# [Collected data]
PR #13100, opened 2026-05-06
Use resolved runsc executable path for nixos compatibility

0kenx:
## Summary

Use `specutils.ExePath` instead of `/proc/self/exe` when `runsc` re-execs itself inside a new user namespace, and resolve `ExePath` to the real executable path at startup with a conservative fallback to `/proc/self/exe`.

## Why

Some host-side execute allowlist policies cannot safely authorize procfs magic-link execution through `/proc/self/exe`. Resolving the real executable path keeps helper and user-namespace re-execs on the same concrete binary path that the supervisor already authorized.

## Changes

  - Replace the direct `/proc/self/exe` re-exec in `MaybeRunAsRoot` with `ExePath`.
  - Initialize `ExePath` from `os.Executable()`, resolving symlinks when possible.
  - Fall back to `/proc/self/exe` if resolution fails, returns a non-absolute path, points at a directory, or points at a non-executable file.

## Validation

  - Ran `gofmt` on changed files.
  - Ran `git diff --check`.


EtiennePerot:
> Some host-side execute allowlist policies cannot safely authorize procfs magic-link execution through `/proc/self/exe`.

Can you elaborate here?

There is a tradeoff here, which is that the path at `specutils.ExePath` may have changed between the time `runsc` started and the time it re-execs. There have been attacks on this path during the container startup process, by making container startup hooks act in unexpected ways. IMO `/proc/self/exe` is the safer thing to do. I am surprised that an allowlist policy wouldn't allow it, since that seems like the safest way for a binary to re-exec itself.

0kenx:
> There is a tradeoff here, which is that the path at `specutils.ExePath` may have changed between the time runsc started and the time it re-execs.

That's an interesting tradeoff. The issue here is specific to the supervisor execute policy we install before handing control to rootless runsc.

That policy is a Landlock `LANDLOCK_ACCESS_FS_EXECUTE` allowlist over a private staged runsc directory. The reason for avoiding the original package path is on Nixos, the real installed binary may live under `/nix/store`, and allowing that root would be broader than the private staged directory.

EtiennePerot:
In that case, can you make this an explicit configuration flag (like `--self_path=...`) instead of this?
That way the default behavior remains `/proc/self/exe`, and the responsibility of ensuring that this path is safe and doesn't get clobbered inherently becomes the `runsc` caller's responsibility.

# [What is required]
Using the data above, print exactly the lines from the line that contains "re-execs itself inside" through the line that contains "Can you elaborate here?", with both included.

# [Expected answer]
Use `specutils.ExePath` instead of `/proc/self/exe` when `runsc` re-execs itself inside a new user namespace, and resolve `ExePath` to the real executable path at startup with a conservative fallback to `/proc/self/exe`.

## Why

Some host-side execute allowlist policies cannot safely authorize procfs magic-link execution through `/proc/self/exe`. Resolving the real executable path keeps helper and user-namespace re-execs on the same concrete binary path that the supervisor already authorized.

## Changes

  - Replace the direct `/proc/self/exe` re-exec in `MaybeRunAsRoot` with `ExePath`.
  - Initialize `ExePath` from `os.Executable()`, resolving symlinks when possible.
  - Fall back to `/proc/self/exe` if resolution fails, returns a non-absolute path, points at a directory, or points at a non-executable file.

## Validation

  - Ran `gofmt` on changed files.
  - Ran `git diff --check`.


EtiennePerot:
> Some host-side execute allowlist policies cannot safely authorize procfs magic-link execution through `/proc/self/exe`.

Can you elaborate here?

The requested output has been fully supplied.